Dec. 17 (UPI) -- U.S. and Taliban officials were set to meet in the United Arab Emirates Monday to discuss ending the long-running war in Afghanistan.
Taliban spokesman Zabihullah Mujahid confirmed the meeting, and said representatives from Pakistan and Saudi Arabia would attend.
U.S. officials have not yet specified that Khalilzad would travel to the meeting. The State Department said he would meet "with all interested parties" in the conflict.
The war has been running since 2001, initiated by the Sept. 11 attacks. Some 15,000 U.S. troops remain in the country is what is now America's longest-running war. More than 2,400 U.S. military personnel have been killed in the conflict, which officials say costs the United States about $45 billion per year. The U.S.-supported Afghan government has control of about 65 percent of the country.

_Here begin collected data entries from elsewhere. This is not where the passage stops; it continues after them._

PR #2294, opened 2022-01-17
fix: For FindInMap intrinsics, prevent dictionary iteration on None objects

qingchm:
*Issue #, if available:*
N.A.

*Description of changes:*
If the map provided for FindInMap does not contain content for keys needed, iteration over None would raise unexpected errors.

Added unit test for none-existent mapping keys. 

*Checklist:*

- [x] Add/update tests using:
    - [ ] Correct values
- [x] `make pr` passes
- [ ] Update documentation

*Examples?*


hoffa (approved):

samtranslator/intrinsics/actions.py
```diff
@@ -561,9 +561,9 @@ def resolve_parameter_refs(self, input_dict, parameters):
             return input_dict
 
         if (
-            map_name not in parameters
-            or top_level_key not in parameters[map_name]
-            or second_level_key not in parameters[map_name][top_level_key]
+            not parameters.get(map_name)
+            or not parameters.get(map_name, {}).get(top_level_key)
+            or not parameters.get(map_name, {}).get(top_level_key, {}).get(second_level_key)
```
moelasmar, line 566: I think it is better to validate that these values are instance of Dict, as for invalid template, these values can exist as strings or None values instead of dictionary

tests/plugins/application/test_serverless_app_plugin.py
```diff
@@ -220,6 +220,15 @@ def test_resolve_intrinsics(self):
 
         self.assertEqual("value1", output)
 
+    def test_resolve_invalid_mapping(self):
```
moelasmar, line 223: could you please add some unit test cases for invalid templates like:
- mappings = {"MapA": "value"}
- mappings = {"MapA": None}

moelasmar (approved):

jfuss:
Closing given how old these are. I chatted with @qingchm and he will re-open and handle feedback once he picks these back up.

Over the last 17 years, the Taliban has attracted fighters regionally to replenish its numbers. One senior Afghan Taliban commander has said the group has 2,000 to 3,000 non-Afghan fighters from China, Tajikistan, Uzbekistan, Chechnya, Tunisia, Yemen, Saudi Arabia and Iraq.
Pakistan Prime Minister Imran Khan, who helped broker the meeting, said Friday he believes Afghanistan would benefit from peace, in terms of security and economic stability.